Security Considerations (so, you don’t put sensitive tokens inside it)
The team is refreshingly candid about this: MarkItDown runs with the privileges of the current process. If you’re building a server-side application where users upload files, you need to sanitize inputs carefully.
The recommendation is to use the narrowest API method that fits your use case:
convert_local()for local files onlyconvert_stream()for maximum controlconvert_response()when you're managing the HTTP fetch yourself
Don’t blindly pass user-controlled input to the general convert() method in a production environment.
How It Compares
The README itself compares MarkItDown to textract, the previous go-to Python library for text extraction. The key differentiator: MarkItDown preserves document structure as Markdown (headings, tables, lists, links), while textract focuses on raw text extraction. For LLM pipelines, structure is often as valuable as the text itself.
The Bigger Picture
MarkItDown is, at its core, a document ingestion layer — the unsexy but essential piece of infrastructure that sits between the messy real world (PDFs, PowerPoints, audio recordings) and the LLM-powered applications we’re building.

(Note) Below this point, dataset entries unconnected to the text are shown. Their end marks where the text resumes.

PR #241, opened 2018-02-05
Fix keyboardNavigation to run after DOMContentLoaded

richardtagger:
This PR delays initialization of keyboardNavigation until after document.body is ready

## Pull request checklist

### DIFF
--- a/src/util/accessibility/keyboardNavigation.ts
+++ b/src/util/accessibility/keyboardNavigation.ts
@@ -6,7 +6,10 @@ import KeyboardNavigationEventListener, {
 
 export { NavigationMode, NavigationModeCallback };
 
-const navListener = new KeyboardNavigationEventListener(document.body);
+let navListener: KeyboardNavigationEventListener;
+document.addEventListener('DOMContentLoaded', () => {
+  navListener = new KeyboardNavigationEventListener(document.body);
+});
 
 export const getMode = (): NavigationMode => {
   return navListener.getMode();
--- a/src/util/accessibility/keyboardNavigation.ts
+++ b/src/util/accessibility/keyboardNavigation.ts
@@ -7,18 +7,24 @@ import KeyboardNavigationEventListener, {
 export { NavigationMode, NavigationModeCallback };
 
 let navListener: KeyboardNavigationEventListener;
-document.addEventListener('DOMContentLoaded', () => {
-  navListener = new KeyboardNavigationEventListener(document.body);
-});
+
+const ensureInit = () => {
+  if (!navListener) {
+    navListener = new KeyboardNavigationEventListener(document.body);
+  }
+};
 
 export const getMode = (): NavigationMode => {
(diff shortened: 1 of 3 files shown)


unindented:
Can you explain why this was necessary?

richardtagger:
because document.body can be null which the underlying Fabric components dont expect so it was blowing up with an NPE

richardtagger:
i.e. we're running 

```js
navListener = new KeyboardNavigationEventListener(document.body);
```

but document.body might not be ready depending on how the scripts are loaded I guess. Embed widget highlighted this issue

unindented:
I didn't think `document.body` is null before `DOMContentLoaded`. Maybe it's only null if you have the offending script in your head?

src/util/accessibility/keyboardNavigation.ts
```diff
@@ -6,7 +6,10 @@ import KeyboardNavigationEventListener, {
 
 export { NavigationMode, NavigationModeCallback };
 
-const navListener = new KeyboardNavigationEventListener(document.body);
+let navListener: KeyboardNavigationEventListener;
```
unindented: Now the true type of this variable is `KeyboardNavigationEventListener | undefined`.

unindented: (because until `DOMContentLoad` it will be undefined)

unindented: So you'll need to add `if` guards wherever we access the variable. Otherwise shit would blow up if the method gets called before `DOMContentLoad`.

unindented:
This is going to complicate the implementation, as you'll need to add `null/undefined` checks. Is there a way to not add this shit to YamUI?

richardtagger:
yes it's to do with having the script tag in your head. DOMContentLoaded guarantees its all available right? I did test the fix against embed and it resolved it, but are you saying that's incidental?

richardtagger:
Here's the line in Fabric that blows up https://github.com/OfficeDev/office-ui-fabric-react/blob/724a69333e9c1b0833ef6f48c0fd6b49a2bf3a3a/packages/utilities/src/EventGroup.ts#L208

richardtagger:
part of the problem is because target is any'd so undefined is acceptable

swese44:
how about lazy instantiating like this latest commit?

richardtagger:
¯\_(ツ)_/¯ sure. @unindented ?

swese44:
a more robust solution could be to queue up subscriptions and subscribe them once document.body is ready... but i don't think that work is really necessary. if embed needs to start using KeyboardNavigationObserver then we could move its script from head to bottom of body

richardtagger:
Yeah we can probably just move this block https://github.int.yammer.com/yammer/workfeed/blob/master/app/views/layouts/widget.html.erb#L16.

I'm unopinionated on the solution we pick

Issue #243, opened 2018-02-06
Callout is slow


richardtagger:
Looking at flame graphs when debugging typeahead performance reveals hundreds of milliseconds spent recalculating styles in Fabric's Stylesheet.js. The root cause appears to be originating from Callout. Current approach will be to ditch use of Callout for type ahead - we actually don't need the things it provides such as animation, and positioning logic and are better off using an absolutely positioned `DIV with a border radius + shadow. However, future features that are highly interactive and re-render on keypresses may encounter similar issues.

[Chrome Perf Profile.zip](https://github.com/Microsoft/YamUI/files/1700632/Chrome.Perf.Profile.zip)

![screen shot 2018-02-06 at 12 01 18 pm](https://user-images.githubusercontent.com/692240/35881526-eddad898-0b35-11e8-96b1-62e8f50318cc.png)

swese44:
please report this in [Fabric](https://github.com/OfficeDev/office-ui-fabric-react). we get things like positioning + beak for free and it would be ideal to get perf issues fixed in the Fabric repo rather than own this ourselves

richardtagger:
Well we don't use beak or positioning for the editor, but yes we'll use Callout for other things. I will report it to the team

PR #244, opened 2018-02-06
perf(SuggestionsList) Remove Callout, support right-alignment for RTL use-case

richardtagger:
See https://github.com/Microsoft/YamUI/issues/243

We don't use Callout's features such as beak, dynamic positioning or animation. Coupled with the poor performance issues, I've removed the use of it and we can revisit if the performance improves or we need to use more features from Callout


richardtagger:
@unindented @swese44 @adrianmg

src/components/SuggestionsList/SuggestionsList.tsx
```diff
@@ -5,16 +5,18 @@ import { NestableBaseComponentProps } from '../../util/BaseComponent/props';
...
 import './SuggestionsList.css';
-import { IPoint } from 'office-ui-fabric-react/lib/utilities/positioning';
 
 export interface SuggestionsListProps extends NestableBaseComponentProps {
   /**
-   * The target that the Callout should try to position itself based on.
+   * The left offset position in pixels
    */
-  target: HTMLElement | IPoint;
+  left: number;
```
unindented: This is not RTL-friendly.

richardtagger: you're right :(. It's no less RTL friendly than our current stuff but I'll have a think about how we can solve it

unindented:
The hardcoded `left` is a blocker. Other than that it looks good to me.

richardtagger:
Here's a thing https://github.com/Microsoft/YamUI/pull/244/commits/2d35ea9c90644169e5f55bb5c9bf30d321b12b30

richardtagger:
@adrianmg @mamuso the screenshots changed too so I'll need your LGTM please

unindented:
@richardtagger do we need the absolute positioning to live inside this component? Couldn't the consumer position it however it wants?

richardtagger:
gonna close this PR and put together something that is in that direction

PR #245, opened 2018-02-07
feat(SuggestionsList): Remove container

richardtagger:
Removes the containing Callout component because of performance concerns but also to enable flexibility in how it is used. SuggestionsList can now be used in a Fabric surface of choice.

## Pull request checklist


richardtagger:
@unindented @adrianmg

adrianmg:
Rich, I am going to postpone this one until tomorrow (first thing in the morning) since the changed files are so different due to the nature of the change that I'll need to compare and check things by getting the branch and running it locally.

adrianmg:
I'm more than OK with the changes in the implementation but then we need a way to be able to judge and review this component with a real case scenario. Do we want to include a case using the container as part of the component or moving that example to the demo section?

Either way, we need to see the component being used in real life so we can tackle issues that are going to be there like rounded corners of the component colliding with the rounded corners of the container, how wide or not is going to be the final application… etc.

Am I explaining myself?

adrianmg:
@richardtagger this is almost there, I found out a couple of minor changes needed that didn't appear in the last review (probably my fault). Let me know if everything is clear!

image


The rest looks perfect

richardtagger:
Updated

adrianmg:
@richardtagger @unindented I pushed some small changes fixing the 'M Spinner' and also corrected the SuggestionsList issues we mentioned and discussed this morning. Please take a look.

adrianmg:
Yes I'm, Rich! Do I need to approve the review even if I'm the one commiting some of those changes?

richardtagger:
Yes I need your approval as I created the PR

PR #247, opened 2018-02-12
Update dependencies

unindented:
- Bumped version of `react-styleguidist` and `react-styleguidist-visual`.
- Removed stale screenshots, as `react-styleguidist-visual` now errors if there are any.


config/styleguide-visual/config.js
```diff
@@ -15,6 +15,6 @@ module.exports = {
     args: ['--no-sandbox', '--disable-setuid-sandbox'],
   },
   navigationOptions: {
-    waitUntil: 'networkidle',
+    waitUntil: 'networkidle0',
```
unindented: `puppetteer v1.0.0` renamed this.

swese44:
why did visual diffs change height? also i think the newer version of styleguidist fixed some routing issues, are we able to speed up our diffs by not reloading each page?

unindented:
@swese44 I think font rendering has changed with the latest version of Chrome, at least on Linux. You can check with the swipe tool.

And yes, I thought they had fixed routing, but it's broken again. Try going to https://react-styleguidist.js.org/examples/basic/, clicking on an example and going back, and some examples will disappear.

adrianmg:
Everything looks correct, the new rendering is slightly more accurate and similar to how Sketch is rendering Segoe. I wonder if this is coming from a change in the rendering engine or from actually an update of the font-family we're using. Some of the changes are not just small rendering differences but actually tweaking descendants and other things.

Everything looks correct since it's either expanding up or down but keeping all the baselines in the same place.

PR #251, opened 2018-02-21
fix(AsideSection) Remove uppercase and link wrapping

allobast:
- Add new XXSMALL gutter size - 0.2rem
- Add XXSMALL padding examples to Block.md 
- Apply new XXSMALL bottom padding to AsideSection to reduce space between header and border
- Change color of AsideSection border
- Change color of AsideSection header
- Change styling of AsideSection header and link in order to handle ling link test properly (see screenshots)
- Update snapshots of AsideSection tests accordingly

## Pull request checklist

screen shot 2018-02-21 at 10 47 11 am
screen shot 2018-02-21 at 10 46 57 am
screen shot 2018-02-21 at 10 46 32 am

### DIFF
--- a/src/components/AsideSection/AsideSection.css
+++ b/src/components/AsideSection/AsideSection.css
@@ -3,6 +3,12 @@
 @import "src/css/variables/gutters.css";
 
 .y-aside-section--header {
-  border-bottom: 1px solid $borderColor;
-  padding-bottom: $gutterWidth__xSmall;
+  border-bottom: 1px solid $borderColor__secondary;
+  padding-bottom: $gutterWidth__xxSmall;
+  white-space: pre;
+}
+
+.y-aside-section--action {
+  white-space: initial;
+  text-align: right;
 }
--- a/src/components/AsideSection/AsideSection.tsx
+++ b/src/components/AsideSection/AsideSection.tsx
@@ -5,7 +5,7 @@ import { NestableBaseComponentProps } from '../../util/BaseComponent/props';
 import Block from '../Block';
 import { FixedGridColumn, FixedGridRow, GutterSize } from '../FixedGrid';
 import Heading from '../Heading';
-import Text, { TextSize } from '../Text';
+import Text, { TextColor, TextSize } from '../Text';
 import './AsideSection.css';
 
 export interface AsideSectionProps extends NestableBaseComponentProps {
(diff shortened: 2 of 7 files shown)


src/components/AsideSection/AsideSection.css
```diff
@@ -3,6 +3,12 @@
 @import "src/css/variables/gutters.css";
 
 .y-aside-section--header {
-  border-bottom: 1px solid $borderColor;
-  padding-bottom: $gutterWidth__xSmall;
+  border-bottom: 1px solid $borderColor__secondary;
+  padding-bottom: $gutterWidth__xxSmall;
+  white-space: pre;
```
swese44: what happens when there is a very long title, does it just overflow to the right?

can you explain the problem we're trying to solve? if we just want to keep the `action` text from wrapping then we should probably add a "nowrap" option to FixedGridColumn, we've needed that in other places too

src/components/AsideSection/AsideSection.tsx
```diff
@@ -27,11 +27,11 @@ export default class AsideSection extends React.Component<AsideSectionProps, {}>
   render() {
     return (
       <div className="y-aside-section">
-        <Block textSize={TextSize.SMALL}>
+        <Block>
           <FixedGridRow className="y-aside-section--header" bottomSpacing={GutterSize.SMALL}>
-            <FixedGridColumn>
+            <FixedGridColumn fixed={true}>
```
swese44: why are we moving the smaller column to no longer be fixed?

src/components/AsideSection/AsideSection.tsx
```diff
@@ -27,11 +27,11 @@ export default class AsideSection extends React.Component<AsideSectionProps, {}>
   render() {
     return (
       <div className="y-aside-section">
-        <Block textSize={TextSize.SMALL}>
+        <Block>
```
swese44: you can give Block `push={2}` instead of adding the 2px of CSS

src/components/Block/Block.css
```diff
@@ -27,6 +27,9 @@
 .y-block__topSpacing-xSmall {
   margin-top: $gutterWidth__xSmall;
 }
+.y-block__topSpacing-xxSmall {
```
swese44: we should remove all the xxSmall changes, 2px doesn't map to our 4px GutterSize (which is going to be replaced by a scalar number in the future)

src/components/AsideSection/AsideSection.css
allobast: I tried adding white-space: nowrap; to all FixedGridColumn, it doesn't wrap but looks like: 
screen shot 2018-02-21 at 6 13 09 pm

My changes allow text to grow until it meets another column, and only then jump to the next line
screen shot 2018-02-21 at 6 14 12 pm

src/components/AsideSection/AsideSection.tsx
allobast: With a fixed={true} fake link is aligned to right, even though I set text-align: right;
I just played with it for a while, tested different scenarios and came to this combination of CSS and components properties

src/components/AsideSection/AsideSection.tsx
allobast: Well, it won't really do what we want, we need spacing between header and border. Applying push={2} to the above Block doesn't do the thing

src/components/AsideSection/AsideSection.css
swese44: cool thanks. let's ask Design how this should behave

allobast: I confirmed all the behavior with @adrianmg and showed him what it looks like now after changes :)

chrismohr:
Checked with Alina, closing due to staleness.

The fact that it’s built by the same team behind Microsoft’s AutoGen framework makes sense: AutoGen is about multi-agent AI workflows, and agents need to read documents. MarkItDown is the reading module.
With 123k stars and growing, the community has clearly recognized what this tool is: not glamorous, but indispensable.
Getting Started
pip install 'markitdown[all]'
Then:
from markitdown import MarkItDown
md = MarkItDown()
print(md.convert("any_file.pdf").text_content)
The GitHub repo is at github.com/microsoft/markitdown. It’s MIT licensed, actively maintained, and has a healthy community of contributors.
If you’re building anything that involves feeding documents to LLMs — RAG systems, document Q&A, AI agents — MarkItDown belongs in your stack.